To investigate the biological functions of these major hubs, a pathway enrichment analysis was conducted. From KEGG enrichment results, a bubble diagram was drawn to show top 20 pathways. The larger the spot was, the more genes were included in the pathway. As shown in Figure 12(b), the key pathways of C. tubulosa were related to pathways in cancer, lipid and atherosclerosis, AGE-RAGE signaling pathway in diabetic complications, chemical carcinogenesis—receptor activation, and MAPK signaling pathway. Effects of C. tubulosa on apoptosis and cellular redox homeostasis were investigated. The data suggest that C. tubulosa can be a promising candidate for anti-colon-cancer therapy [47]. C. deserticola extract is found in aged people [48].

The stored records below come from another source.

PR #113, opened 2020-03-12
Provide error message if unsupported protocol was used

dominikl:
See Gateway PR https://github.com/ome/omero-gateway-java/pull/34 , respectively issue https://github.com/ome/omero-gateway-java/issues/33 .

**Test**
Check that 'normal' login (hostname) and websocket login still works.
Check that you get a sensible error message if you try something like 'smb://someserver.org' .

### DIFF
--- a/src/main/java/org/openmicroscopy/shoola/env/ui/login/ServerEditor.java
+++ b/src/main/java/org/openmicroscopy/shoola/env/ui/login/ServerEditor.java
@@ -414,15 +414,32 @@ public class ServerEditor
 	 */
 	List<String> getServers()
 	{
-    	Preferences prefs = Preferences.userNodeForPackage(ServerEditor.class);
-        String servers = prefs.get(OMERO_SERVER, null);
-        if (servers == null || servers.length() == 0)
-            return new ArrayList<>();
-        String[] l = servers.split(SERVER_NAME_SEPARATOR, 0);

Figure 13 illustrates the correlation between the pathways and their related targets and the relationship between the overlapping target genes and biologically active components of C. tubulosa. A global view of the C-T-P network was generated, which consisted of 12 ingredients, 159 targets, and 20 pathways. Most of the targets were shared by the candidate active compounds. These candidate active ingredients with high interconnection degrees were responsible for the high interconnectedness of the C-T-P network, especially quercetin (degree = 131). The majority of the targets, such as AKT1, IL6, TNF, and VEGFA, were mapped to KEGG pathways associated with pathways in cancer.

Figure 13 C-T-P network.

4. Conclusions

In this study, we primarily probed complex situations when considering the spectrum-effect relationships among HM, WE, and HR of C. tubulosa. The HPLC fingerprints and antioxidant assays were used to identify the differences between Hs, WEs, and HRs of C. tubulosa. According to the HPLC fingerprints, 11 peaks were common among the 11 batches of Hs, WEs, and HRs. Geniposidic acid, echinacoside, verbascoside, tubuloside A, and isoacteoside were identified among these peaks. The contents of these five components were determined. In addition, the antioxidant effects of the C. tubulosa Hs, WEs, and HRs varied due to the alterations in the chemical compositions caused by complex manufacturing conditions. Based on diversified statistical models, the spectrum-effect relationship study indicated that peak A6 might be the most decisive component among the three forms of C. tubulosa. The study was based on network pharmacology to explore potential mechanisms of C. tubulosa on antioxidation through screening of compounds, prediction of key targets, construction of networks, and conduction of enrichment analysis. Our results provide a theoretical basis for recycling the herbal residues and the potential of C. tubulosa in the treatment of antioxidant-related diseases.